#### [YOUR OBJECTIVE]
Find the line with "- [ ] TensorFlow" and the line with "jnp.abs(x) ** ord, axis=axis, keepdims=keepdims" in the entries below; output exactly those two lines, every line between them, and no others.

#### [EXERCISE INPUTS]

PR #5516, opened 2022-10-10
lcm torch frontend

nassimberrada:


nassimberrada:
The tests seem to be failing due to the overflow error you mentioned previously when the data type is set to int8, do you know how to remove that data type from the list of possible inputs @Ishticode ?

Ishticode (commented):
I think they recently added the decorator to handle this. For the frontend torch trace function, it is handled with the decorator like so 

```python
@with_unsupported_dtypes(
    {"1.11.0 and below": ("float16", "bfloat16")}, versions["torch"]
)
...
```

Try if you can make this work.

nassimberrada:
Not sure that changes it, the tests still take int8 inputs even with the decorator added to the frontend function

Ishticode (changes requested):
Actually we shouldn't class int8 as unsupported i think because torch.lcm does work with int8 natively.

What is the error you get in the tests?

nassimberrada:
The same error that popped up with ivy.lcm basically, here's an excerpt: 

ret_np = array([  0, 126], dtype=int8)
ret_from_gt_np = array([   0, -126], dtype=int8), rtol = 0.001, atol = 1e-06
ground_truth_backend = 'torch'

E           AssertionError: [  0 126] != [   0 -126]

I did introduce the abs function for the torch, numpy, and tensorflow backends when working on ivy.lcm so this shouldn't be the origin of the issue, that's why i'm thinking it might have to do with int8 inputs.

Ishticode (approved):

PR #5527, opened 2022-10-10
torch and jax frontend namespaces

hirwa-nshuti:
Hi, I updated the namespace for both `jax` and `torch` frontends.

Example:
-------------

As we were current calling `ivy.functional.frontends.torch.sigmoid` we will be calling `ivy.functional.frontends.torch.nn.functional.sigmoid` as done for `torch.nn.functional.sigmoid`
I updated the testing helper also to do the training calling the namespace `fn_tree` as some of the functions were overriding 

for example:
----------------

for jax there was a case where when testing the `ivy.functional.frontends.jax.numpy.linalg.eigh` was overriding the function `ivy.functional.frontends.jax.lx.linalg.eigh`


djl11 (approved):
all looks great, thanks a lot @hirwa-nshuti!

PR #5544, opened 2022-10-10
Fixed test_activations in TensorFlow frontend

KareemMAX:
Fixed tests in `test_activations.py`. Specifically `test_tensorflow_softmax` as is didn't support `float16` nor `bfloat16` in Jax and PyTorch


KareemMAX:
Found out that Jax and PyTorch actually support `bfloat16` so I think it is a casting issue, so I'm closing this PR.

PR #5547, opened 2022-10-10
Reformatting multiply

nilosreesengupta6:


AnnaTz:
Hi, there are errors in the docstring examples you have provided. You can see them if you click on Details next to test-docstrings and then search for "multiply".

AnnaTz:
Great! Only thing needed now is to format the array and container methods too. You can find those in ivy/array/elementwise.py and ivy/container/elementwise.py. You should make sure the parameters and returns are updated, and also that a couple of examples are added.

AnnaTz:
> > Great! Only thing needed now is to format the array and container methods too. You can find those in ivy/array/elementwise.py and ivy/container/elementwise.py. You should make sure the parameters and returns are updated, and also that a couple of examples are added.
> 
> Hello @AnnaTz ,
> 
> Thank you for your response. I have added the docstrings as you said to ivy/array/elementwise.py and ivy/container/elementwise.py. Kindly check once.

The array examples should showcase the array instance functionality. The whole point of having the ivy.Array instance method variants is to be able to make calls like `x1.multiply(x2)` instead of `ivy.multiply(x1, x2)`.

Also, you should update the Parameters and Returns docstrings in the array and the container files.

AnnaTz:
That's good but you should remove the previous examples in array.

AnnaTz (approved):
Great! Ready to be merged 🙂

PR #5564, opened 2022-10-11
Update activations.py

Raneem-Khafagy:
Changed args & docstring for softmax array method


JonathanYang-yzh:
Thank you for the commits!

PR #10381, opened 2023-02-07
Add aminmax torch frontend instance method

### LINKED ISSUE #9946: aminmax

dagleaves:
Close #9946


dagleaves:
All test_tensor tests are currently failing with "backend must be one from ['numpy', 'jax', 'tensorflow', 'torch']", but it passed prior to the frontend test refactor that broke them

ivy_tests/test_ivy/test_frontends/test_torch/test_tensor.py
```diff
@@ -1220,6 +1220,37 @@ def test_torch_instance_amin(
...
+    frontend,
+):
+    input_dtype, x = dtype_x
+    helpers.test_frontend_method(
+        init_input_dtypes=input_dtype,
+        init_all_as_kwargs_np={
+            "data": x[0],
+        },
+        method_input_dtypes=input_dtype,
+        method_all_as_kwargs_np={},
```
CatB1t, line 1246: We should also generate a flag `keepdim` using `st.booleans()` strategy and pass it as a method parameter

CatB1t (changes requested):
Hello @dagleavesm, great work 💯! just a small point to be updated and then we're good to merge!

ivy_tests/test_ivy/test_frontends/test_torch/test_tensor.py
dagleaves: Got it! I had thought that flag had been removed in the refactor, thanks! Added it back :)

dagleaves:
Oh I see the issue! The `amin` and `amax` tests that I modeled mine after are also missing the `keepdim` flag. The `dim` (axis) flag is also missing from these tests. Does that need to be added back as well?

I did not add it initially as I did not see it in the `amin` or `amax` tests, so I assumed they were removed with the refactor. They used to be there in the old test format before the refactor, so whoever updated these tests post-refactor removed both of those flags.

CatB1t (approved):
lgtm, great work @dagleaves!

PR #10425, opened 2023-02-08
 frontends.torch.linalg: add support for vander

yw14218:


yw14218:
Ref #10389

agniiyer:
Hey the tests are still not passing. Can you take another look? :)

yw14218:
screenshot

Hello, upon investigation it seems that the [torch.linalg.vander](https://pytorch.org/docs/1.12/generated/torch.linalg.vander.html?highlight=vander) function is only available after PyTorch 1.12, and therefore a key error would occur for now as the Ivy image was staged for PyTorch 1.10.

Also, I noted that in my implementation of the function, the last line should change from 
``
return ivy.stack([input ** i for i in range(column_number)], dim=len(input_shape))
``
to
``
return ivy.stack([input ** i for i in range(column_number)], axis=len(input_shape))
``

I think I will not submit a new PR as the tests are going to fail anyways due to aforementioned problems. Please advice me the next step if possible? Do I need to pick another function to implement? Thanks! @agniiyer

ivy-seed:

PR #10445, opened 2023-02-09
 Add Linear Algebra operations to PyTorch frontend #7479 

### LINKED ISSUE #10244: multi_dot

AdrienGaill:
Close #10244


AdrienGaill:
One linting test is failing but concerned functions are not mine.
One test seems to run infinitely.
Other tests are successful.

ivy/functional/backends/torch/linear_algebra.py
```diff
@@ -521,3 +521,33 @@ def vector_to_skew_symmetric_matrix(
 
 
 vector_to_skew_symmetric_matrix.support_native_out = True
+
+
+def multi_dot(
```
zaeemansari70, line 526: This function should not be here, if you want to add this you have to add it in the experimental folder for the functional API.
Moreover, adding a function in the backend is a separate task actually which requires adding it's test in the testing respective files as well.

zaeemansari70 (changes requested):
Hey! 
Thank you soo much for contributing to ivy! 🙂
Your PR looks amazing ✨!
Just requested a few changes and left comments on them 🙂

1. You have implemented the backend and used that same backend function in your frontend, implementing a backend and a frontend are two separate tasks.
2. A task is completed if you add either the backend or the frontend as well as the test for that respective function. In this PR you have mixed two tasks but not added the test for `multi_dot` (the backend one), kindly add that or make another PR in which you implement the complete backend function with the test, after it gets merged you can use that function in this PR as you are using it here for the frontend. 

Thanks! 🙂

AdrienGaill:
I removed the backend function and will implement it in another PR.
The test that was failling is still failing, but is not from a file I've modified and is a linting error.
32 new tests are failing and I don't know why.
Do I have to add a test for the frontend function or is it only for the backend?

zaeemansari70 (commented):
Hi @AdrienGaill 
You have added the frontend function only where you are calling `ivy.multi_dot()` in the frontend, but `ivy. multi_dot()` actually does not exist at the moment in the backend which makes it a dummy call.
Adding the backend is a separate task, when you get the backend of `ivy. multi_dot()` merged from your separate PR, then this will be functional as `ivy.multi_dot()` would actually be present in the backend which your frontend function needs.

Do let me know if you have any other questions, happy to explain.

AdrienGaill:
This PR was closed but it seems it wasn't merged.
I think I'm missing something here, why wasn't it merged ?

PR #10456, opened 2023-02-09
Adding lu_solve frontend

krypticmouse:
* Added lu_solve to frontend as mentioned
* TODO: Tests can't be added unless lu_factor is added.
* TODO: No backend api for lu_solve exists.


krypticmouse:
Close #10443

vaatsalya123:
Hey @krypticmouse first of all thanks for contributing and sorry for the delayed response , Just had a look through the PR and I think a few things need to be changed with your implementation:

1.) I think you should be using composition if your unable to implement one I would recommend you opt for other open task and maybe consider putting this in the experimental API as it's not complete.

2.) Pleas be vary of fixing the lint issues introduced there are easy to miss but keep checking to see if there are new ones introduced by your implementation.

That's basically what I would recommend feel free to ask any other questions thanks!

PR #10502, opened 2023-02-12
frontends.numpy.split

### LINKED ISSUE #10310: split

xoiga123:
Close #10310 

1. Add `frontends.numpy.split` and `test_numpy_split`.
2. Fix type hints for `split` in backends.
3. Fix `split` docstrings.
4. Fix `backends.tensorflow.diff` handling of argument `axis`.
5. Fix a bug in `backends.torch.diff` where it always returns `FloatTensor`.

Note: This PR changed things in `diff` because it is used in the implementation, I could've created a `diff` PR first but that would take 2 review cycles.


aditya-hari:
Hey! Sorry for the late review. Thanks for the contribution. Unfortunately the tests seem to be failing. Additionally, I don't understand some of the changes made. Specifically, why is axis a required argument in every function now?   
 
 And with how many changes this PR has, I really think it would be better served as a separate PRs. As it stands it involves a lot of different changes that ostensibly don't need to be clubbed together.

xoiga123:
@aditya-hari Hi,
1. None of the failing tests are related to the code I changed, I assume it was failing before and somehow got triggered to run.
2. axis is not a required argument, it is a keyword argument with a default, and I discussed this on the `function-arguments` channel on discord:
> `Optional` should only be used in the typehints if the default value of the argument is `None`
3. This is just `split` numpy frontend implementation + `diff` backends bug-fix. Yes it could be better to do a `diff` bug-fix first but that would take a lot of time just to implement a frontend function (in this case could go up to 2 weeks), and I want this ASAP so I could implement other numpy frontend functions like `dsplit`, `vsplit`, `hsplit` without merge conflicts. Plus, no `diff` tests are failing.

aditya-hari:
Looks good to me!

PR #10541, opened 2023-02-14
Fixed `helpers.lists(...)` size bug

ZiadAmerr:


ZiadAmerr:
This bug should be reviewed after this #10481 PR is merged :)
---
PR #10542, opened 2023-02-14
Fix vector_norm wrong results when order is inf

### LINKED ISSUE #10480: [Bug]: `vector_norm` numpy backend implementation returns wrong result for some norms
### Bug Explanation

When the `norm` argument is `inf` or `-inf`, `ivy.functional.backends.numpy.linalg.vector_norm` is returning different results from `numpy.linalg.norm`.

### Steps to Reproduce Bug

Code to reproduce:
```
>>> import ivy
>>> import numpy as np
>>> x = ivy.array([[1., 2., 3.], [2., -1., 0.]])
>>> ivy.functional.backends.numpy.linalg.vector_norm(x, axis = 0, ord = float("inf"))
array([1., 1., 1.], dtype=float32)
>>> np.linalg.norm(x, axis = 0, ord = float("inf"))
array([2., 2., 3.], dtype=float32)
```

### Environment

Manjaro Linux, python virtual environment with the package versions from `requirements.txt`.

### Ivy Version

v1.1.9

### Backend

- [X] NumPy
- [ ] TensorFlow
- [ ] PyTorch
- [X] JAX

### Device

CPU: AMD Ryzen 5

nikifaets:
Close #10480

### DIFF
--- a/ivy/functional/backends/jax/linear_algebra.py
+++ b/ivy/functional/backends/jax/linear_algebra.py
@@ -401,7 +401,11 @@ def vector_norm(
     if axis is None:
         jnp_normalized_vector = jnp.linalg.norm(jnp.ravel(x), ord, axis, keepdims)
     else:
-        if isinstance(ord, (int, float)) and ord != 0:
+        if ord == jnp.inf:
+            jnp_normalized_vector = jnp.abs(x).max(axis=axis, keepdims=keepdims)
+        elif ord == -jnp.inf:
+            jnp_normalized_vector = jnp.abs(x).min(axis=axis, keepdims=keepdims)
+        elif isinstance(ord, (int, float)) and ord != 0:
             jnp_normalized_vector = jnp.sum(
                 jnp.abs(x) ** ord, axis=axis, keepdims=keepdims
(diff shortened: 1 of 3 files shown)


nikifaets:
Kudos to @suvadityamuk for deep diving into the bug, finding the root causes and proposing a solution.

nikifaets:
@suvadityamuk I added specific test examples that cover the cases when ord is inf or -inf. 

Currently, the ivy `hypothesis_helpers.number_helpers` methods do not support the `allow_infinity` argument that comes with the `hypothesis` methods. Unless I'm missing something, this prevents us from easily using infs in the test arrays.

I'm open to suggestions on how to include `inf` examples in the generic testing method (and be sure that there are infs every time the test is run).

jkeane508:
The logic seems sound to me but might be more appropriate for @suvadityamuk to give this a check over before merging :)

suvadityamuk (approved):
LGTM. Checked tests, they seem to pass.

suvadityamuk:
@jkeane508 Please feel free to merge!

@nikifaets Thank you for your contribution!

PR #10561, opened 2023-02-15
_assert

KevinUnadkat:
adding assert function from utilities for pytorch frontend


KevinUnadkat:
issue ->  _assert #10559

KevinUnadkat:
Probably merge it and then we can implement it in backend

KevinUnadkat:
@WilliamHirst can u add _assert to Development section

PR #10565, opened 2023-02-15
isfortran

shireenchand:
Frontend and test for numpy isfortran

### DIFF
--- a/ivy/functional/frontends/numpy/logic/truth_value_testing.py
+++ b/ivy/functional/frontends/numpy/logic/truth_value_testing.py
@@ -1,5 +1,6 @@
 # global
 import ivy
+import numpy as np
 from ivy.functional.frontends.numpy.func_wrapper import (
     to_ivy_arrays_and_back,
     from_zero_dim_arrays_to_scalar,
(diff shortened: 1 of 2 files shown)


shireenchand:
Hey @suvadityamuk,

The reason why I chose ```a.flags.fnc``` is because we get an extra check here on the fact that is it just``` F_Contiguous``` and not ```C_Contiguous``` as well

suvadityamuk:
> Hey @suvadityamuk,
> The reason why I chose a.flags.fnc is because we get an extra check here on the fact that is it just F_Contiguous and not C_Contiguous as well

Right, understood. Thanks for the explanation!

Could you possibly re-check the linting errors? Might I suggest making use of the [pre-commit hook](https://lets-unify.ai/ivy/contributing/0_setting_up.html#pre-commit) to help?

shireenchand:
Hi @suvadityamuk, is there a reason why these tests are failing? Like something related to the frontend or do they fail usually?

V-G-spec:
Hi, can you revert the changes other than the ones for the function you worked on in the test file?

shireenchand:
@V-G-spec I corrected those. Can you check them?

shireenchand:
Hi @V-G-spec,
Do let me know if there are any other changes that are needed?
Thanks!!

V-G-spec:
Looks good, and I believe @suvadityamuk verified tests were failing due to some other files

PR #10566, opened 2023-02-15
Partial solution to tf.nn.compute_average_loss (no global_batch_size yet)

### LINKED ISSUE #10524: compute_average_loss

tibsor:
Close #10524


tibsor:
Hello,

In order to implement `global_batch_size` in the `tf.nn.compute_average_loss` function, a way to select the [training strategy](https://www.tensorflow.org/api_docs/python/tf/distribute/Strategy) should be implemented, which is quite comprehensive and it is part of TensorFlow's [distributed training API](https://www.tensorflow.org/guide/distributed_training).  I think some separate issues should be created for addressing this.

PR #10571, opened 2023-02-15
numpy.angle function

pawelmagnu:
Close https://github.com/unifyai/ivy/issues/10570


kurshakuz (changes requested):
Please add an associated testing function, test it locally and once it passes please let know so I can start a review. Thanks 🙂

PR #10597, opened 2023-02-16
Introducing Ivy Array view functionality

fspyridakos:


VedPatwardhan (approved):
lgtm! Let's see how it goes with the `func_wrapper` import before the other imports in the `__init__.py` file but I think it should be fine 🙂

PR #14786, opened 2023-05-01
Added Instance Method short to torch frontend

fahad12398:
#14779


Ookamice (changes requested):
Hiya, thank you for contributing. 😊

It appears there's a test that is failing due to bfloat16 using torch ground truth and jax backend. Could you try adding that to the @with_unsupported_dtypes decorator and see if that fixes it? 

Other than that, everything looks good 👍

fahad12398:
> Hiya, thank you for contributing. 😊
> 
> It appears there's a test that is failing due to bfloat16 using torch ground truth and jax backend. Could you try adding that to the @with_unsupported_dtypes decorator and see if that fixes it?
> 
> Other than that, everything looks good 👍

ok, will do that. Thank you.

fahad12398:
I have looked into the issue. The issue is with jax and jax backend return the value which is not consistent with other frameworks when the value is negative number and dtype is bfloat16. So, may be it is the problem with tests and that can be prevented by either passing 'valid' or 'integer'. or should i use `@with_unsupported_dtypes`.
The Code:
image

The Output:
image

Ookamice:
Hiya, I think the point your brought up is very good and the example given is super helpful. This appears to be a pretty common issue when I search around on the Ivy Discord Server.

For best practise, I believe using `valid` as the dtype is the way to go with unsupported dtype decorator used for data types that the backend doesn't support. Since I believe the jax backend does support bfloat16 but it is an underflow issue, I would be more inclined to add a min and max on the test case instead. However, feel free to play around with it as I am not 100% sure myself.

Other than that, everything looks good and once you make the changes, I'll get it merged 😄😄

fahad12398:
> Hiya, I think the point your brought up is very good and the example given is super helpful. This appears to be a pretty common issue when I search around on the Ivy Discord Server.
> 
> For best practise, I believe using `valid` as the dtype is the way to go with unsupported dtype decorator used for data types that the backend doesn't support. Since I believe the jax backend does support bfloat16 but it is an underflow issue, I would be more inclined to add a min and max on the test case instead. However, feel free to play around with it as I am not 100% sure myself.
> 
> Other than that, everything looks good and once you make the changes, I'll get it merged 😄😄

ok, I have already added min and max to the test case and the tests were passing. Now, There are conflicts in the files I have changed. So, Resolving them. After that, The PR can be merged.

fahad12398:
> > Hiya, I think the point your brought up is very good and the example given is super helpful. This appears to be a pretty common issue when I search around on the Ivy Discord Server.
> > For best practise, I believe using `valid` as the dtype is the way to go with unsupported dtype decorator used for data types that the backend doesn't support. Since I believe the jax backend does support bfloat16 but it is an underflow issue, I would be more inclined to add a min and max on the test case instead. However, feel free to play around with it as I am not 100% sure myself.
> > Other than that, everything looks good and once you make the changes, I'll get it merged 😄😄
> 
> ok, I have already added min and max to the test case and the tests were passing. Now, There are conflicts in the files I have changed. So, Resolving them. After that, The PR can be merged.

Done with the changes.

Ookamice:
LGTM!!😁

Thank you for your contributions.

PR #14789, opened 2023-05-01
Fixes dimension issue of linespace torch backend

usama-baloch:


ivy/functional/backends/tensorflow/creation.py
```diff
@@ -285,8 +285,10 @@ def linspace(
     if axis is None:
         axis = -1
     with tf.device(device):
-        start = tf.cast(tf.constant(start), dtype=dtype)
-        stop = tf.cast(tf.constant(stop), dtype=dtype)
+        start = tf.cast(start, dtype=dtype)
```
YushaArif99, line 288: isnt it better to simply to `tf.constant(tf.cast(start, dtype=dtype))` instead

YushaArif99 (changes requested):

#### [EXERCISE OUTPUT]
- [ ] TensorFlow
- [ ] PyTorch
- [X] JAX

### Device

CPU: AMD Ryzen 5

nikifaets:
Close #10480

### DIFF
--- a/ivy/functional/backends/jax/linear_algebra.py
+++ b/ivy/functional/backends/jax/linear_algebra.py
@@ -401,7 +401,11 @@ def vector_norm(
     if axis is None:
         jnp_normalized_vector = jnp.linalg.norm(jnp.ravel(x), ord, axis, keepdims)
     else:
-        if isinstance(ord, (int, float)) and ord != 0:
+        if ord == jnp.inf:
+            jnp_normalized_vector = jnp.abs(x).max(axis=axis, keepdims=keepdims)
+        elif ord == -jnp.inf:
+            jnp_normalized_vector = jnp.abs(x).min(axis=axis, keepdims=keepdims)
+        elif isinstance(ord, (int, float)) and ord != 0:
             jnp_normalized_vector = jnp.sum(
                 jnp.abs(x) ** ord, axis=axis, keepdims=keepdims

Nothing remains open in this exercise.